Toxicity of acute or repeated exposures to particles from pyrotechnic smokes in normal human bronchial epithelial (NHBE) cells 3D culture

Abstract Background Hexachloroethane (HC) based smokes and colored pyrotechnic smokes are widely used in the military field, as screening and signaling smokes, that are reported to cause pulmonary toxic effects in humans and in animal studies. Toxicity of pyrotechnic smokes might be caused by the inhalation of particles that composed the smoke and gives the desired pyrotechnic effect. In a previous study, we showed that smoke particles from a red signaling smoke (RSS) and from an HC obscuring smoke (HC-OS) have an intrinsic oxidative potential and induce an adaptive response in human small airway epithelial cells after an acute exposure.
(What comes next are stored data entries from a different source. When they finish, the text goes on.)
Issue #143, opened 2020-05-01
Text misaligned in onboarding


wangannie:
![image](https://user-images.githubusercontent.com/21160510/80822663-0db8fc80-8b90-11ea-8346-a2c5f199c97d.png)

Noted by @anniero98 (iPhone X with accessibility large text) and @12aschen (Pixel 2, regular text)

PR #146, opened 2020-05-02
Bug Fix: Onboarding title text alignment

tommypoa:

# What's new in this PR

- Fix for issue #143 
- Text alignment property does not propagate from parent class – had to manually add inline styling 
## How to review

[//]: # 'The order in which to review files and what to expect when testing locally'
- Configure your fonts to be larger and see if the title aligns!

## Relevant Links
- #143 
## Next steps

- Possibly add textAlign property to base components for `Title` and/or `Body`, but only few instances in the entire app so not sure if it is too necessary

### Screenshots

CC: @wangannie

### DIFF
--- a/screens/auth/OnboardingScreen.js
+++ b/screens/auth/OnboardingScreen.js
@@ -1,7 +1,7 @@
 import { FontAwesome5 } from '@expo/vector-icons';
 import PropTypes from 'prop-types';
 import React from 'react';
-import { Image } from 'react-native';
+import { Image, ScrollView } from 'react-native';
 import Carousel, { Pagination } from 'react-native-snap-carousel';
 import {
   Body,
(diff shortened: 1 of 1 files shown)


screens/auth/OnboardingScreen.js
```diff
@@ -78,12 +78,14 @@ export default class OnboardingScreen extends React.Component {
             />
           ))}
         </RowContainer>
-        <ColumnContainer style={{ alignItems: 'center' }}>
-          <Title>{item.title}</Title>
-          <Body style={{ marginTop: 12, textAlign: 'center' }}>
-            {item.body}
-          </Body>
-        </ColumnContainer>
+        <ScrollView>
```
wangannie, line 81: GREAT IDEA i love this

PR #149, opened 2020-05-05
Fixed Logout and Readded Rewards Footer

kennethlien:

# What's new in this PR
- Added await to all instances of logging out, sorry I didn't catch this earlier and you had a whole PR about it @thumn 
- Readded `RewardsFooter.js` back to `MapScreen.js`, it now matches Figma!
- Changed `RewardsFooter.js` to a class to contain customer points to the file so it wouldn't have to be passed as a prop for the sake of not making `MapScreen.js` longer.

## How to review
See if we still have a previous bug where the points wouldn't update after logging out and signing in with another account.

[//]: # 'The order in which to review files and what to expect when testing locally'

## Relevant Links
https://reactnative.dev/docs/asyncstorage.html
Was reading this when I realized
### Online sources

[//]: # 'Optional - copy links to any tutorial or documentation that was useful to you when working on this PR'

### Related PRs

## Next steps
I have an instance or two of new logout locations, gotta make sure to add await to those too.

### Screenshots

image Uploading 81046015...


wangannie:
Ah the footer still doesn't update for me. It only refreshes if I refresh expo.

components/rewards/RewardsFooter.js
```diff
@@ -1,51 +1,72 @@
...
-  customer: PropTypes.object,
-  isGuest: PropTypes.bool,
-};
+export default class RewardsFooter extends React.Component {
+  constructor(props) {
+    super(props);
+    this.state = {
+      customer: null,
+      transactions: [],
+      isLoading: true,
```
wangannie, line 18: Remove this (seems like it was left from the copy paste)

components/rewards/RewardsFooter.js
```diff
@@ -1,51 +1,72 @@
...
+      isGuest: false,
+    };
+  }
+  // Load customer record & transactions
```
wangannie, line 22: Remove this

components/rewards/RewardsFooter.js
```diff
@@ -1,51 +1,72 @@
...
+          <View
+            style={{
+              flexDirection: 'row',
+              alignItems: 'center',
+            }}>
+            <FontAwesome5 name="star" solid size={16} color={Colors.lightest} />
+            <Subhead style={{ paddingLeft: 8 }} color={Colors.lightest}>
+              {this.state.isGuest
+                ? 'Learn about Healthy Rewards >'
+                : `${this.state.customer.points} points`}
```
wangannie, line 62: @thumn mentioned a while ago that this could be really confusing since this displays total points, and the Rewards page shows progress toward the next reward instead. It should probably be `rewardPointValue - pointsToNext` like on the rewards progress bar in `RewardsHome`. I followed up with @12aschen for updated designs on this.

screens/map/MapScreen.js
```diff
@@ -373,9 +369,7 @@ export default class MapScreen extends React.Component {
             zIndex: 1000,
           }}
           onPress={() => this.props.navigation.navigate('RewardsOverlay')}>
-          <View>
-            <Subhead color="#fff"> Healthy Rewards </Subhead>
-          </View>
+          <RewardsFooter>Yes</RewardsFooter>
```
wangannie, line 372: Get rid of 'Yes' — this can be self-closing `<RewardsFooter />`

components/rewards/RewardsFooter.js
```diff
@@ -1,51 +1,72 @@
...
+    try {
+      const customer = await getCustomersById(customerId);
+      this.setState({
+        isGuest,
+        customer,
+        isLoading: false,
+      });
+    } catch (err) {
+      console.error(err);
+      logErrorToSentry({
```
wangannie, line 35: If you're including this, you need to import it from `logUtils`!

components/rewards/RewardsFooter.js
```diff
@@ -1,51 +1,72 @@
...
+            <FontAwesome5 name="star" solid size={16} color={Colors.lightest} />
+            <Subhead style={{ paddingLeft: 8 }} color={Colors.lightest}>
+              {this.state.isGuest
+                ? 'Learn about Healthy Rewards >'
+                : `${this.state.customer.points} points`}
+            </Subhead>
+          </View>
+        )}
+        {this.state.customer && !this.state.isGuest && (
+          <Subhead color={Colors.lightest}>Your next reward &gt;</Subhead>
```
thumn, line 67: Probably would be a good idea to leave a comment explaining why we have `&gt;` here for the future devs? :0

components/rewards/RewardsFooter.js
```diff
@@ -1,51 +1,72 @@
...
 
-RewardsFooter.defaultProps = {
-  customer: null,
-  isGuest: true,
-};
-
-export default RewardsFooter;
+  render() {
+    return (
+      <View
```
thumn, line 45: This is something that I realized super late but in `shared.js` there's a component called `SpaceBetweenRowContainer` that applies `space-between` and `row` to a `View` for you! (I'm definitely guilty of not using this in multiple PRs...) Not an important change but just something to consider reviewing if you ever want to shorten code :- )

kennethlien:
footer should update after our fix in settings

components/rewards/RewardsFooter.js
kennethlien: oops..

components/rewards/RewardsFooter.js
kennethlien: changed!

components/rewards/RewardsFooter.js
```diff
@@ -1,51 +1,77 @@
...
+            <Subhead style={{ paddingLeft: 8 }} color={Colors.lightest}>
+              {this.state.isGuest
+                ? 'Learn about Healthy Rewards >'
+                : `${this.state.rewards} rewards`}
+            </Subhead>
+          </View>
+        )}
+        {/* &gt; is a code for >, but since we can't use that, we use &gt; */}
+        {this.state.customer && !this.state.isGuest && (
+          <Subhead color={Colors.lightest}>View your rewards &gt;</Subhead>
```
wangannie, line 72: This should only show # rewards if they have rewards. It should show points if they don't have any. Check the latest Figma updates!

components/rewards/RewardsFooter.js
```diff
@@ -1,51 +1,77 @@
...
+          <View
+            style={{
+              flexDirection: 'row',
+              alignItems: 'center',
+            }}>
+            <FontAwesome5 name="star" solid size={16} color={Colors.lightest} />
+            <Subhead style={{ paddingLeft: 8 }} color={Colors.lightest}>
+              {this.state.isGuest
+                ? 'Learn about Healthy Rewards >'
+                : `${this.state.rewards} rewards`}
```
wangannie, line 66: Make sure this says 'reward' instead if they only have 1 reward.

PR #178, opened 2020-10-11
Favorite stores + delivery alerts

wangannie:

# What's new in this PR
Ability to 'favorite' stores to receive SMS alerts when the store receives new product deliveries.
- Added 2 new steps to onboarding process to select 'favorite' stores and enable SMS notifications
- Design updates on store drawer in map screen to highlight key info only
- Added notifications section to settings
- Expanded store search to support searching by zip code and store address
- Added integration with branch.io for deep linking support

Cleanup + various small fixes including:
- Added a `completeLogout` function to `AuthUtils` to reduce repeated code across logout functions
- Removed forced "Refresh to save changes" from Change Name screen

## How to review
NOTE: `StoreCardMini.js` is a temporary redesigned version of `StoreCard`

### Online sources

[//]: # 'Optional - copy links to any tutorial or documentation that was useful to you when working on this PR'

### Related PRs
n/a

## Next steps
- More efficient store search (currently it's a very simple filter) + sort results by relevance


lib/mapUtils.js
```diff
@@ -292,3 +302,70 @@ export function openDirections(latitude, longitude, storeName) {
...
+      favoriteStoreIds: favoriteStores,
+    });
+    success = true;
+  }
+  return success;
+}
+
+// Checks if a store is one of the customer's favorites
+// TODO @wangannie rename
+export async function isFavoritefromCustomer(storeId) {
```
wangannie, line 366: Not sure if this is an efficient way to check if a store is one of the customer's favorites. I thought it wouldn't make sense to add as a boolean to the `stores` list since that's loaded when the app opens, and I thought it'd get messy updating that through favoriting/unfavoriting.

navigation/stack_navigators/AuthStack.js
```diff
@@ -16,6 +18,8 @@ export default function AuthStackNavigator() {
       }}>
       <AuthStack.Screen name="Onboarding" component={OnboardingScreen} />
       <AuthStack.Screen name="PhoneNumber" component={PhoneNumberScreen} />
+      <AuthStack.Screen name="Permissions" component={PermissionsScreen} />
+      <AuthStack.Screen name="StoreSelect" component={StoreSelectScreen} />
```
wangannie, line 22: Not sure it would make more sense to include StoreSelect in StoresStack instead since this screen should still be usable after the initial onboarding process (for modifying selections later on)

screens/onboarding/PermissionsScreen.js
```diff
@@ -0,0 +1,262 @@
...
+      step: 1,
+    };
+  }
+
+  async getLocation() {
+    await this._findCurrentLocation();
+    this.navigateStoreSelect();
+  }
+
+  _findCurrentLocation = async () => {
```
wangannie, line 50: Many of the things in this screen were copied from `MapScreen` including `_findCurrentLocation`, `_populateInitialStoresProducts`, `_orderStoresByDistance`, etc. Would it make more sense to extract all of it out to a utils file or something like that? 

Also, it feels really inefficient that all of this is happening in `PermissionsScreen` and then AGAIN when the onboarding steps are done/app opens to the map, but also I'm not quite sure how I could eliminate that repetition/somehow pass the resulting ordered store list through

screens/onboarding/PermissionsScreen.js
```diff
@@ -0,0 +1,262 @@
...
+          ? region
+          : prevState.region,
+    }));
+    Analytics.setUserProperty(
+      'closest_store',
+      this.state.showDefaultStore ? 'default' : this.state.store.storeName
+    );
+  };
+
+  updateStep = () => {
```
wangannie, line 134: I wanted to consolidate the 2 permissions screens (selecting favorite stores and enabling notifications) into this 1 screen, so just have a `step` variable in the state + this callback function to update it (since completing step 1 takes you back to this page). 
1. Is this a good way to handle it? It feels very jank
2. It makes the navigation look a bit funky because the animation after finishing the 'select stores' step looks like it's going back, though it should look like it's going forward.

screens/onboarding/PermissionsScreen.js
```diff
@@ -0,0 +1,262 @@
...
+      });
+    }
+  }
+
+  async navigateStoreSelect() {
+    await this._populateInitialStores();
+    this.props.navigation.navigate('StoreSelect', {
+      navigation: this.props.navigation,
+      showDefaultStore: this.state.showDefaultStore,
+      stores: this.state.stores,
```
wangannie, line 187: I get a "Non-serializable values were found in the navigation state" which isn't a huge issue, but having to pass in the list of stores makes the StoreSelect screen much harder to re-use. Also the # of params seems excessive...

screens/onboarding/PermissionsScreen.js
ethanlee16: > Would it make more sense to extract all of it out to a utils file or something like that?

I think it would! You may find that it's not super convenient to decouple the statefulness from these functions, which is why Hooks attempt to solve this problem by allowing you to reuse stateful/effectful logic across components 😄 As a hook, `_findCurrentLocation` may look something like:

```tsx
function useCurrentLocation() {
  const [error, setError] = useState(null);
  const [region, setRegion] = useState(null);

  useEffect(() => {
    async getCurrentLocation() {
      try {
        const { status } = await Permissions.askAsync(Permissions.LOCATION);
        if (status !== 'granted') {
          Analytics.setUserProperty('location_permissions', 'denied');
          throw new Error('Permission to access location was denied');
        } else {
          const location = await Location.getCurrentPositionAsync({
            timeout: 3000,
          });
          const region = {
            latitude: location.coords.latitude - deltas.latitudeDelta / 3.5,
            longitude: location.coords.longitude,
            ...deltas,
          };
          setRegion(region);
          Analytics.setUserProperty('location_permissions', 'granted');
        }
      } catch (err) {
        Analytics.setUserProperty('location_permissions', 'error');
        logErrorToSentry({
          screen: 'MapScreen',
          function: 'useCurrentLocation',
          error: err,
        });
        setError(err.message);
      }
    }
    getCurrentLocation();
  });

  return { error, region };
}
```

Of course, Hooks won't quite work with class components. But maybe good as food for thought 😄

screens/onboarding/StoreSelectScreen.js
```diff
@@ -0,0 +1,204 @@
...
+      } else {
+        selectedStores = [...state.selectedStores, storeId];
+      }
+      return {
+        selectedStores,
+      };
+    });
+  };
+
+  filterStore = (searchStr) => {
```
wangannie, line 62: There's quite a bit of repetition between this file and the `StoreListScreen`, but does that warrant moving this out to a `utils` file?

screens/settings/NotificationsScreen.js
```diff
@@ -0,0 +1,171 @@
...
+import Colors from '../../constants/Colors';
+import { getCustomersById, updateCustomers } from '../../lib/airtable/request';
+import { logErrorToSentry } from '../../lib/logUtils';
+import { ContentContainer, ResourceItemCard } from '../../styled/resources';
+
+export default function NotificationsScreen(props) {
+  const { navigation } = props;
+  const [notifications, setNotifications] = useState(false);
+  const [deliveryAlerts, setDeliveryAlerts] = React.useState(false);
+  const [notifsChanged, setNotifsChanged] = useState(false);
```
wangannie, line 27: I have these 'changed' variables to check if edits have been made so that the save button will pop up/disappear only if changes have been made, + it will show a warning if you try to exit without saving changes. Now that I think about it, that kind of feels like overkill.... so is this a bad thing to do?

Thus, the aim of this study was to further explore the underlying mechanisms of toxicity linked to oxidative stress response of RSS and HC-OS particles, by using a 3D model of normal human bronchial epithelial cells (NHBE) cultured at the air-liquid interface (ALI). Results Acute exposure (24 h) to HC-OS particles induced a weak antioxidant response, characterized by increases of glutathione level and weak increase of one enzymatic antioxidant mRNA expression ( NQO-1 ). Acute exposure to RSS particles induced oxidative stress characterized by production of reactive oxygen species (ROS), increases of glutathione level, increases mRNA expression of several enzymatic antioxidants ( SOD-1 , SOD-2 , HO-1 , NQO-1 ) and expression of NQO-1 protein as well as increase expression of IL-8 mRNA. We noticed that 24 h post-exposure to RSS particles, antioxidant response was still induced. Additionally, 24 h post-exposure to RSS particles revealed internalization of particles and morphological changes in 3D NHBE cells like loss of cilia and a cubic epithelium. Repeated exposures to RSS particles on 3D NHBE cells did not induce oxidative stress while cubic changing aspects of 3D NHBE cells were observed. Conclusions Thus, although further studies are needed to understand the mechanisms underlying these cubic changes, these results revealed differences in toxicity responses between the two types of particles, characterized by an RSS particles-induced oxidative stress as well as morphologic changes. Overall, this study provides a better overview of the toxic effects of pyrotechnic smoke particles whose toxic risks were very little studied.